6.12 The transition from early years to primary school, primary school to secondary school, and from secondary school to employment or further education or training have been identified as vulnerable stages of development for children and young people. Transitions between geographical and agency areas can also be vulnerable points. The exchange of information within and between agencies at these points has been identified as a major weakness in the way that services are delivered to meet the identified needs of individuals and families. This is particularly relevant in relation to the needs of vulnerable children and the exchange of information that allows agencies to carry out integrated assessment of need and to track these individuals. It is particularly important that information is passed on where there are concerns about a child's welfare.
6.13 A transition record is already completed at the end of pre-school and passed on to primary schools, though practice currently varies across Scotland. NHS Boards and local authorities should work together to develop mechanisms for the transfer and use of this record by both school health and education staff, and ensure that these arrangements extend to partner providers of pre-school education. It is important that robust mechanisms are in place to ensure that any information about a child's health needs is transferred efficiently when a child transfers between institutions.
6.14 The years from the early stages of secondary school education and adolescence to adulthood are times of great change for young people. It is vital that in this period, young people feel supported, maintain self-esteem, and avoid a wide range of health-damaging behaviours and other hazards. Schools, working in partnerships with families and communities, can make a vital difference in this period.
6.15 The Additional Support for Learning Act includes provisions to strengthen future needs planning arrangements for those young people with additional support needs, who need extra help, to ensure a successful transition to post-school life. The Act requires that transition planning should begin at least 12 months before a young person will leave school. The Code of Practice, when finalised, will recommend that joint planning and preparation should be carried out by the education authority and identified future agencies well before this date. Education authorities will be required to provide information to other agencies at least 6 months before the young person leaves school to allow them adequate time to prepare.

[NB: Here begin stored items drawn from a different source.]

PR #6984, opened 2021-06-08
NAS-110116 / 21.08 / Document return type(s) for api

sonicaj:


src/middlewared/middlewared/main.py
```diff
@@ -1643,6 +1644,8 @@ def main():
     parser.add_argument('--loop-debug', action='store_true')
     parser.add_argument('--trace-malloc', '-tm', action='store', nargs=2, type=int, default=False)
     parser.add_argument('--overlay-dirs', '-o', action='append')
+    parser.add_argument(f'--enable-debug-mode', dest='debug_mode', action='store_true')
```
themylogin, line 1647: Unnecessary `f` here. And do we need `--enable-debug-mode` option?

src/middlewared/middlewared/plugins/account.py
```diff
@@ -381,7 +397,7 @@ async def do_create(self, data):
                 self.logger.warn('Failed to update authorized keys', exc_info=True)
                 raise CallError(f'Failed to update authorized keys: {e}')
 
-        return pk
+        return await self.get_instance(pk)
```
themylogin, line 400: As much as I wish I could do this too, this is a breaking of API 2.0

Now I think that with the appearance of documentation, we may introduce API 2.1 where we'll fix all piled up things like this. We'll only document return schemas for API 2.1, and for API 2.0 we'll continue returning integers.

I am not sure how much of a change that will be, I am writing this only having reviewed the code so far, so it's just a proposal, let's investigate further.

src/middlewared/middlewared/plugins/account.py
```diff
@@ -588,9 +604,10 @@ async def do_delete(self, pk, options):
         await self.middleware.call('datastore.delete', 'account.bsdusers', pk)
         await self.middleware.call('service.reload', 'user')
 
-        return pk
+        return True
 
     @accepts(Int('user_id', default=None, null=True))
+    @returns(Dict('shell_choices', additional_attrs=True))
```
themylogin, line 610: For dictionaries with `additional_attrs=True` we might need something like `example={"bash": "/bin/bash", "zsh": "/usr/bin/zsh"}`, otherwise it's not much informative.

src/middlewared/middlewared/plugins/account.py
```diff
@@ -694,6 +727,7 @@ async def get_next_uid(self):
 
     @no_auth_required
     @accepts()
+    @returns(Bool('root_has_password'))
```
themylogin, line 730: It might be boring to always give names to return values, especially in cases like this when they just rephrase the method name, should we try to skip that?

themylogin (changes requested):

src/middlewared/middlewared/plugins/account.py
```diff
@@ -132,6 +132,22 @@ class Config:
...
+        ('rm', {'name': 'group_create'}),
+        ('rm', {'name': 'home_mode'}),
+        ('rm', {'name': 'password'}),
+        ('add', Dict('group', additional_attrs=True)),
+        ('add', Int('id')),
+        ('add', Bool('builtin')),
+        ('add', Bool('id_type_both')),
+        ('add', Bool('local')),
+        ('add', Str('unixhash')),
+        ('add', Str('smbhash')),
```
anodos325, line 148: Directory services users don't return `unixhash` or `smbhash` for obvious reasons.

sonicaj: @anodos325 that is good as they are not marked as `required`, i am although unsure if more fields can be added to the payload under certain flags/circumstances when ad is involved

themylogin (changes requested):

themylogin (approved):

PR #6996, opened 2021-06-08
NAS-108383 / 21.08 / API key allowlist

themylogin:


rick-mesta:
@yocalebo / @anodos325 / @sonicaj: can I get any of you guys to give Vlad some feedback on this bad boy ?

tests/api2/test_012_api_key.py
```diff
@@ -0,0 +1,135 @@
...
+    key = results.json()
+
+    try:
+        yield key["key"]
+    finally:
+        results = DELETE(f"/api_key/id/{key['id']}/")
+        assert results.status_code == 200, results.text
+
+
+def test_root_api_key_websocket():
```
anodos325, line 34: I believe convention here is to number API tests. Short docstring blurb explaining what's being tested may be helpful for QE.

tests/api2/test_012_api_key.py
```diff
@@ -0,0 +1,135 @@
...
+    with api_key([]) as key:
+        cmd = f"midclt -u ws://{ip}/websocket --api-key {key} call system.info"
+        results = SSH_TEST(cmd, user, password, ip)
+        assert results['result'] is True, str(results['output'])
+        assert 'uptime' in str(results['output'])
```
anodos325, line 39: May want to print output.

tests/api2/test_012_api_key.py
```diff
@@ -0,0 +1,135 @@
...
+import os
+import sys
+
+import requests
+
+apifolder = os.getcwd()
+sys.path.append(apifolder)
+from functions import POST, GET, DELETE, PUT, SSH_TEST, wait_on_job
+from auto_config import pool_name, scale, ha, password, user, ip
+
```
anodos325, line 19: Is this a SCALE-only feature? If so, you may want to skip this test if not SCALE

tests/api2/test_012_api_key.py
themylogin: Why? Assert prints both sides of the `in` expression if it fails
```
______________________________________________________________________________________ test_a ______________________________________________________________________________________

    def test_a():
        x = 'aaa'
        y = 'bbb'
>       assert x in y
E       AssertionError: assert 'aaa' in 'bbb'

1.py:4: AssertionError
```

tests/api2/test_012_api_key.py
themylogin: We don't run this branch on CORE

tests/api2/test_012_api_key.py
anodos325: Sorry. Didn't think this one through.

tests/api2/test_012_api_key.py
themylogin: I believe they number API tests because their execution order matters (not a good practice IMO). This module's tests can be executed in any order.

Docstrings added.

william-gr:
Sorry, I completely forgot about this PR. Please wait for me to review it in the next few days too.

src/middlewared/middlewared/plugins/api_key.py
```diff
@@ -36,7 +45,14 @@ async def item_extend(self, item):
...
-            register=True
+            List("allowlist", items=[
+                Dict(
+                    "allowlist_item",
+                    Str("method", required=True, enum=["GET", "POST", "PUT", "DELETE", "CALL", "SUBSCRIBE"]),
+                    Str("resource", required=True),
+                ),
+            ]),
+            register=True,
         )
```
anodos325, line 56: Won't this be O(N) lookups on each API request? What if we use dictionary `<resource>: {"GET": True, "POST": False, "PUT": False, "DELETE": True, "CALL": False, "SUBSCRIBE": True}`?

Though maybe ACL for this would be better defined through groups (separate db table) rather than a per-key basis (from a sysadmin standpoint). Then you could define permissions for a group and grant individual keys membership to that group.

anodos325: Having a separate table where API ACL is defined may be useful for situation where you decide to add additional authentication methods. It would also allow us to pre-populate with some sensible permissions / roles templates, like "backup operator".

themylogin: @anodos325 this would be nanoseconds

@william-gr do we want separate roles table now?

rick-mesta:
ping: @william-gr / @anodos325

src/middlewared/middlewared/plugins/api_key.py
william-gr: A few things I dont quite understand.

We are only matching exact methods and not wildcards? It may be impractical to require a list of every single if not

Are we reading in the database for every call? That should probably be kept in memory for performance.

I agree with Andrew, we should have a forward thinking, the more we can do to make this future proof and better performance the better. We could use some of that for Kerberos auth in the future.

Also I am wondering how this pave the road for usage with the UI in the future. Someday we will want to restrict the UI using same backend.

rick-mesta:
@william-gr / @anodos325: Fellas, does Vlad need to take any action on this one ? Or have all issues/questions been resolved ?

william-gr:
@rick-mesta he spoke with me this morning. He is going to address a couple things still ; )

rick-mesta:
Thx for the update, @william-gr 👍🏼

src/middlewared/middlewared/plugins/api_key.py
```diff
@@ -58,6 +99,8 @@ async def do_create(self, data):
             data
         )
 
+        await self.load_keys()
```
william-gr, line 102: Why load everything again if you can just add/update/remove the key in question?

rick-mesta:
@anodos325 / @william-gr: there have been additional commits after all y'all's comments... would you kindly revisit 🙏🏼 ?

william-gr (approved):

anodos325 (approved):

PR #7008, opened 2021-06-10
NAS-110987 / 21.08 / Dataset checksum

themylogin:


src/middlewared/middlewared/plugins/pool.py
```diff
@@ -2935,6 +2951,7 @@ def transform(dataset):
         Inheritable(Int('copies')),
         Inheritable(Str('snapdir', enum=['VISIBLE', 'HIDDEN'])),
         Inheritable(Str('deduplication', enum=['ON', 'VERIFY', 'OFF'])),
+        Inheritable(Str('checksum', enum=ZFS_CHECKSUM_CHOICES)),
         Inheritable(Str('readonly', enum=['ON', 'OFF'])),
```
anodos325, line 2955: Are we sure we want to present all of these choices to users?

src/middlewared/middlewared/plugins/pool.py
```diff
@@ -43,6 +43,9 @@
 
 RE_HISTORY_ZPOOL_SCRUB = re.compile(r'^([0-9\.\:\-]{19})\s+zpool scrub', re.MULTILINE)
 RE_HISTORY_ZPOOL_CREATE = re.compile(r'^([0-9\.\:\-]{19})\s+zpool create', re.MULTILINE)
+ZFS_CHECKSUM_CHOICES = [
+    'ON', 'OFF', 'FLETCHER2', 'FLETCHER4', 'SHA256', 'SHA512', 'SKEIN', 'EDONR',
```
themylogin, line 47: @amotin which of these should we leave?

anodos325: Is EDONR on FreeBSD?

anodos325: Are we sure we want to give the user the ability to turn off checksum? (Because the number one rule about dangerous options is that they will be picked up by a youtube influencer somewhere as a performance recommendation) :)

freqlabs: EDONR is not available on FreeBSD.

themylogin: @freqlabs so what should be and what should not be present on FreeBSD and on Linux?

freqlabs: I'm not entirely familiar with what's going on in this code. I'd probably present all the choices. But if an API consumer is able to enumerate the choices at run time, it might make sense to only offer the available choices on the platform, which is all of them on Linux, and all but edonr on FreeBSD. I don't think it's prudent to hide valid options.

themylogin: @anodos325 do you think it'll be fine if we keep `OFF` here but remove it from `pool.dataset.checksum_choices` so it won't be selectable in the UI?

william-gr: We cannot break on things that can be recklessly be done from a shell but we can prevent them from doing stupid things from UI, so remove the bad choices from the _choices API call seems reasonable.

themylogin:
I'll remove `EDONR` in FreeBSD backport.

rick-mesta:
@william-gr / @freqlabs / @anodos325: Gents, has @themylogin addressed your outstanding issues on this PR ?

freqlabs (approved):
Removing EDONR for the backport to FreeBSD should be fine, as long as that plays out correctly for 13.

william-gr:
lgtm too

rick-mesta:
Thx for the quick feedback @freqlabs & @william-gr 👋🏼

PR #7009, opened 2021-06-10
NAS-107662 / 21.08 / Remote syslog server is overloaded alert

themylogin:


src/middlewared/middlewared/plugins/alert.py
```diff
@@ -328,17 +328,17 @@ async def list_sources(self):
...
+        Text('key', null=True),
         Datetime('datetime'),
         Datetime('last_occurrence'),
         Bool('dismissed'),
         Any('mail', null=True),
         Str('text'),
         Str('id'),
         Str('level'),
-        Str('formatted', null=True),
+        Text('formatted', null=True),
```
themylogin, line 341: @sonicaj I suppose we now have middleware failing to return strings with length > 1024.

yocalebo (changes requested):
1. This doesn't take into account the remote syslog connection on HA systems.
2. This request originated in September of 2020 by @anodos325. I'd like to know why this request came in the first place and if this is still even a valid request.

themylogin:
@yocalebo you're right, I forgot about HA syslog.

I'll wait with fixing this until the idea itself gets reviewed.

yocalebo:
Spoke with @anodos325 offline and this can be closed as the request is no longer valid.

PR #7022, opened 2021-06-11
Remove AFP tests

anodos325:


themylogin:
@anodos325 what if we adapt these tests to create AFP shares using new Samba API and continue using OS X to test if AFP protocol still works?

anodos325:
AFP protocol is gone with netatalk removal.

anodos325:
But you're right that we need some tests for functionality specific to the `afp` tag.

anodos325:
Closing PR because this master runs tests against 13-stable.

PR #7028, opened 2021-06-11
NAS-111022 / 21.08 / Add validation related to legacy AFP shares

anodos325:
Since SMB shares will traverse mountpoints verify that new
share is not a child or parent of a share with different AFP
compatibility settings.

### DIFF
--- a/src/middlewared/middlewared/plugins/smb.py
+++ b/src/middlewared/middlewared/plugins/smb.py
@@ -5,6 +5,7 @@ from middlewared.service import accepts, job, private, SharingService, SystemSer
 from middlewared.service_exception import CallError
 import middlewared.sqlalchemy as sa
 from middlewared.utils import osc, Popen, run
+from pathlib import Path
 
 import asyncio
 import codecs
@@ -839,6 +840,7 @@ class SharingSMBService(SharingService):
 
         await self.clean(data, 'sharingsmb_create', verrors)
         await self.validate(data, 'sharingsmb_create', verrors)
+        await self.legacy_afp_check(data, 'sharingsmb_create', verrors)
 
         verrors.check()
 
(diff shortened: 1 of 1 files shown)


src/middlewared/middlewared/plugins/smb.py
```diff
@@ -905,6 +907,7 @@ async def do_update(self, id, data):
         new['vuid'] = await self.generate_vuid(new['timemachine'], new['vuid'])
         await self.clean(new, 'sharingsmb_update', verrors, id=id)
         await self.validate(new, 'sharingsmb_update', verrors, old=old)
+        await self.legacy_afp_check(new, 'sharingsmb_verrors', verrors)
```
william-gr, line 910: _update?

src/middlewared/middlewared/plugins/smb.py
```diff
@@ -1073,6 +1076,28 @@ async def query(self, filters, options):
             return await super().query(filters, options)
         return result
 
+    @private
+    async def legacy_afp_check(self, data, schema, verrors):
```
william-gr, line 1080: You could just return if data['afp'] is False?

anodos325: Not really, because an existing share on the same path may be `true`

william-gr: Sorry, if True

src/middlewared/middlewared/plugins/smb.py
anodos325: The number of typos I make increases exponentially as the number of lines in diff decreases :(

rick-mesta (approved):
ship it 🚢

src/middlewared/middlewared/plugins/smb.py
anodos325: In that case, we may have a share on a parent or child directory that is False. :)

PR #7034, opened 2021-06-14
NAS-111039 / 21.08 / Remove strict check for path existence in AFP validation

anodos325:
SMB share API currently allows creating directories by passing
assing non-existent paths to the sharing.smb.create endpoint.

### DIFF
--- a/src/middlewared/middlewared/plugins/smb.py
+++ b/src/middlewared/middlewared/plugins/smb.py
@@ -1078,7 +1078,7 @@ class SharingSMBService(SharingService):
 
     @private
     async def legacy_afp_check(self, data, schema, verrors):
-        to_check = Path(data['path']).resolve(strict=True)
+        to_check = Path(data['path']).resolve(strict=False)
         legacy_afp = await self.query([
             ("afp", "=", True),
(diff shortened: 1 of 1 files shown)


src/middlewared/middlewared/plugins/smb.py
```diff
@@ -1078,7 +1078,7 @@ async def query(self, filters, options):
 
     @private
     async def legacy_afp_check(self, data, schema, verrors):
-        to_check = Path(data['path']).resolve(strict=True)
+        to_check = Path(data['path']).resolve(strict=False)
```
sonicaj, line 1081: Is this to keep backwards compatibility with those cases where the path/dataset might not exist anymore but we still have it in database ?

sonicaj (approved):

src/middlewared/middlewared/plugins/smb.py
anodos325: I wish.... there's ancient SMB plugin behavior that I forgot about where we create the share path if it doesn't exist. I'm probably going to make this some sort of non-default option once we get BETA out the door.

PR #7054, opened 2021-06-17
NAS-110623 / 21.08 / Add explicit route for cluster service network to kube router config

siku2:
This PR updates the generated "kube router config" such that it includes a route for the cluster service network to the cluster. Currently, the config only specifies the pod network and relies on the default route to route requests to the service network correctly.
The primary use case for this is that it allows users to override the default route for individual containers without breaking said container's connection to the service network.

Additionally, the config now uses the "ranges" array instead of the deprecated<sup>[[1]](https://www.cni.dev/plugins/current/ipam/host-local/#network-configuration-reference)</sup> top-level "subnet" key.

### DIFF
--- a/src/middlewared/middlewared/plugins/kubernetes_linux/cni.py
+++ b/src/middlewared/middlewared/plugins/kubernetes_linux/cni.py
@@ -65,8 +65,13 @@ class KubernetesCNIService(ConfigService):
                 {
                     'bridge': 'kube-bridge',
                     'ipam': {
-                        'subnet': config['cluster_cidr'],
                         'type': 'host-local',
+                        "ranges": [[{
+                            "subnet": config['cluster_cidr'],
+                        }]],
+                        "routes": [{
+                            "dst": config['service_cidr'],
+                        }],
                     },
                     'isDefaultGateway': True,
                     'name': 'kubernetes',


sonicaj (commented):
@siku2 we use kuberouter for service proxy and load balancing and it uses IPVS. So i am not sure how adding a route which btw still uses the same gateway helps, can you please clarify ?

siku2:
> which btw still uses the same gateway

That's exactly the point though. The goal here is to ensure that the cluster traffic always uses this gateway.
Normally when trying to reach the `service_cidr` network, the default route is used. Normally this is fine because the default route is part of the `cluster_cidr`.

Imagine, however, what happens when the user changes the container's default route using a cni annotation:

```yaml
k8s.v1.cni.cncf.io/networks: |
  [{
    "name": "macvlan", // attach a macvlan interface which is directly connected to the LAN
    "default-route": ["10.0.0.1"] // override the default route so that the container uses the macvlan interface to communicate with the world
  }]
```

Now the container can no longer communicate with the `service_cidr`, because all the traffic flows through the macvlan interface instead of the host-local one.


By adding this simple route for the `service_cidr`, this issue can be avoided altogether.

sonicaj:
@siku2 how about adding this route in the application itself ? The launch docker image wizard exposes that and wouldn't that suffice this use case instead of adding this route for all workloads ?

siku2:
@sonicaj that's possible, but IMO it's much cleaner to have Scale take care of it. If the user isn't aware of this issue it's very hard to debug (speaking from experience). The container can still connect to IP addresses, but can't reach any Cluster services, which means that DNS doesn't work either.
Doing it manually also means hard-coding the `service_cidr` which results in the workload breaking if it is ever changed through the advanced settings.

On the other hand, I don't see any downsides to adding this. It doesn't break existing configurations and adding a route shouldn't add a measurable overhead.
Is there something I'm missing?

sonicaj:
@siku2 how about users who don't want this ? I don't this this is a very common case where you have external interfaces in a pod and you want to use that for a default route and then want to be able to access the service cidr as well directly from it. Please correct me if i am not following you correctly ?

sonicaj:
If you still think this would be useful for the majority of the user(s), i think we should wait on the votes for the suggestion ticket then. Thoughts ?

siku2:
> I don't think this is a very common case where you have external interfaces in a pod and you want to use that for a default route and then want to be able to access the service cidr as well directly from it.

Obviously I'm biased but I think this use-case *should* be more common. It allows you to run applications which communicate using protocols that aren't easily routable (like raw UDP or TCP) without much hassle.
One example that comes to mind is Plex. Using this method you can easily run multiple Plex servers using their own (LAN) IP and MAC addresses, which means both instances are discoverable on the LAN without having to change a single port or even opening the necessary ports on the host itself. It's even possible to use UPnP for opening a port on the router instead of hard-coding them.
All this while still having the ability to make use of the Kubernetes networking, so you could use ingresses like plex1.example.com, plex2.example.com to access them.

> If you still think this would be useful for the majority of the user(s), i think we should wait on the votes for the suggestion ticket then. Thoughts ?

Absolutely, I have no problem with that. I was honestly expecting that this wouldn't be a controversial change so I thought I'd put the implementation out in the open.
Given that this is a very advanced use case most users probably don't know about I suspect the issue won't get much traction though.

Honestly, given that you don't seem to like the idea I'm perfectly fine with closing this too. Once Scale switches from Klipper to  MetalLB (which seems to have been accepted a while ago) my main use case for this will no longer be an issue.

sonicaj:
Thank you @siku2 for understanding. Let's wait for the suggestion ticket and we can move with this change later then. Thanks again for your contribution, it's much appreciated.

sonicaj:
Just to be clear, you can still have the desired affect by adding that route for the application in question via UI. Good luck!

PR #7529, opened 2021-09-15
NAS-112225 / 21.10 / Use "S.M.A.R.T. extra options" when probing for S.M.A.R.T. capacity

themylogin:


src/middlewared/middlewared/plugins/smart.py
```diff
@@ -24,7 +24,7 @@ async def annotate_disk_smart_tests(middleware, devices, disk):
     if disk["disk"] is None:
         return
 
-    args = await get_smartctl_args(middleware, devices, disk["disk"])
+    args = await get_smartctl_args(middleware, devices, disk["disk"], disk["smartoptions"])
```
yocalebo, line 27: `disk["smartoptions"]` will raise a `KeyError` I think because `disk_choices` has `full_disk` set to `False` by default so it i'll will only return `{disk['identifer']: disk['name']}` instead of the full disk information.

yocalebo (changes requested):
Think this will raise `KeyError`

src/middlewared/middlewared/plugins/smart.py
themylogin: I amended the commit today, now I pass `full_disk=True`

yocalebo: Seems my browser had cached previous version of commit 😵‍💫

yocalebo (approved):

PR #7536, opened 2021-09-16
NAS-112359 / 21.10 / lessen the restriction on the minimum MTU size

yocalebo:
68 is the minimum IP MTU for IPv4 and there are valid reasons (albeit rare imo) that require using a smaller MTU than 1492. Instead of choosing an arbitrary number, just use what the RFC states (https://tools.ietf.org/html/rfc791).

Added some extra validation for the scenario where an IPv4 and IPv6 address is on an interface. In this scenario, the minimum IP MTU for IPv6 is 1280 (https://tools.ietf.org/html/rfc2460).


yocalebo:
NOTE: There is a dependent webUI change that will have to occur before the mtu validation that I added will work. Ticket is [here](https://jira.ixsystems.com/browse/NAS-112363)

themylogin (approved):

yocalebo:
Merging this for now even though the validation won't work via the webUI. (They still haven't fixed their side but should by the time 21.10-RC1 is released)

PR #7546, opened 2021-09-17
DOCS-2373 / 21.10 / Added propper timeout with exit 1 in boot.exp and install.exp

ericbsd:
Changed the install timeout to 20 min instead of 30 minutes
Changed the boot timeout to 12 min instead of 30 minutes


q5sys (approved):
LGTM

PR #7550, opened 2021-09-20
Include INTELLIGENT_TIERING as available S3 storage class

ymylei:
`INTELLIGENT_TIERING` currently not available as a selectable storage class for Cloud Sync Tasks. PR is for making it available for selection.

S3 API Docs: https://docs.aws.amazon.com/AmazonS3/latest/API/API_PutObject.html#API_PutObject_RequestSyntax
S3 Storage Class Docs: https://docs.aws.amazon.com/AmazonS3/latest/userguide/storage-class-intro.html


themylogin:
@ymylei thank you! The RC.1 will not have this change, but RC.2 will.

PR #7558, opened 2021-09-20
NAS-112446 / 21.10 / rewrite coredump code on SCALE

yocalebo:
This fixes 3 primary issues:

1. we alert the end-user to open a ticket on Jira and then tell them to remove the core file once they've uploaded it to us but the interval for running this alert is every 6 hours. This means if the user removes that core file, the alert will linger in the webUI for the remainder of the interval that's left from when we last checked. This causes time to be spent on a non-issue.
2. we're calling `subprocess` and while we're doing every 6hrs, it still isn't "proper" especially since the `systemd.journal.Reader` class allows us to bypass it completely.
3. Because we're no longer using `subprocess` we no longer cache a dict of coredump information. Before this change, we were growing that dict unbounded which means, in theory, it could accumulate lots of RAM usage.

My changes allows us to check for coredumps every 60 seconds (polling alert system default) and doesn't cache anything to forgo unnecessary complexity.

### DIFF
--- a/src/middlewared/middlewared/plugins/system_/coredump.py
+++ b/src/middlewared/middlewared/plugins/system_/coredump.py
@@ -14,16 +14,20 @@ class SystemService(Service):
             with journal.Reader() as reader:
                 reader.add_match(CODE_FUNC='submit_coredump')
                 for core in reader:
-                    coredumps.append({
+                    coredump = {
                         'time': core['COREDUMP_TIMESTAMP'].strftime('%c'),
                         'pid': core['COREDUMP_PID'],
                         'uid': core['COREDUMP_UID'],
                         'gid': core['COREDUMP_GID'],
                         'unit': core['COREDUMP_UNIT'],
                         'sig': core['COREDUMP_SIGNAL'],
-                        'corefile': 'present' if exists(core['COREDUMP_FILENAME']) else 'missing',
                         'exe': core['COREDUMP_EXE'],
-                    })
+                    }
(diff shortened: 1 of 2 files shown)


src/middlewared/middlewared/plugins/system_/coredump.py
```diff
@@ -1,33 +1,30 @@
...
+                reader.add_match(CODE_FUNC='submit_coredump')
+                for core in reader:
+                    coredumps.append({
+                        'time': core['COREDUMP_TIMESTAMP'].strftime('%c'),
+                        'pid': core['COREDUMP_PID'],
+                        'uid': core['COREDUMP_UID'],
+                        'gid': core['COREDUMP_GID'],
+                        'unit': core['COREDUMP_UNIT'],
+                        'sig': core['COREDUMP_SIGNAL'],
+                        'corefile': 'present' if exists(core['COREDUMP_FILENAME']) else 'missing',
```
anodos325, line 24: `coredumpctl` can show `none` here if corefile failed to generate rather than having it simply be missing. Have we checked whether this edge cases causes `core['COREDUMP_FILENAME']` to be `None` rather than a string? If it's None type then `exists(core['COREDUMP_FILENAME'])` will raise a TypeError.

anodos325: Simple way to check is to set a 1 MiB quota on the <sysdataset>/cores and then kill -6 an unwitting victim.

anodos325 (approved):

PR #7560, opened 2021-09-21
NAS-112467 / 12.0 / fix TypeError crash in enclosure plugin on 12

yocalebo:
`product` cannot be `None` because we use built-in `str` methods on that variable as well as pass it to `re`'s various methods.  This specific use-case crashed at `MINI_REGEX.match(...` with a `TypeError: expected string or bytes-like object`.

So when we instantiate an `Enclosure` class, we'll make sure the `self.product` variable is initiated to an empty string always.


yocalebo:
This is no longer an issue in 12.0-U6 since SMBIOS information is initiated to an empty string.

PR #7561, opened 2021-09-21
NAS-112468 / 21.10 / Update middleware for samba changes in 4.15

anodos325:
CLI tools use different args for kerberos-related methods.

Multichannel support is now default in samba. Plumb though
our schema 'multichannel' parameter. Disabled by default, currently
raises ValidationError (until we have satisfactory testing in place).

My max xattr size parameter was accepted upstream with slightly different
implementation. Adjust parameter name accordingly.

### DIFF
--- a/src/middlewared/middlewared/plugins/smb_/smbconf/reg_service.py
+++ b/src/middlewared/middlewared/plugins/smb_/smbconf/reg_service.py
@@ -352,7 +352,7 @@ class ShareSchema(RegistrySchema):
 
         data_out['vfs objects']['parsed'].append("streams_xattr")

6.16 Independent schools should ensure that arrangements are in place for pupils to receive health promotion advice and activities, including immunisation, consistent with this guidance.
Children outwith school
6.17 In planning and delivering the universal core programme of contacts, NHS Boards should make particular arrangements to identify those children who are not in school, and to ensure that they receive care and support consistent with this guidance. This will require close liaison between NHS and education authority services. These children and young people may include those who:
- Are home educated.
- Are in secure or special residential care with associated education provision.
- Are in hospital or residential respite care.
- Have been excluded from school.
- Are truanting.
6.18 The Framework for Nursing in Schools62 recommends that community, practice and school profiling should identify vulnerable groups of children and young people who may require extra or different support and help, and that school nurses should be supported to work in a range of settings in order to meet these needs. The Framework also recognises that the needs and problems of school age children and young people are not restricted to term time and can often be more exaggerated during the school holiday periods. It advises that this should be reflected in appropriate service provision.
6.19 These issues link with the following section on Identifying Need and Targeting Support.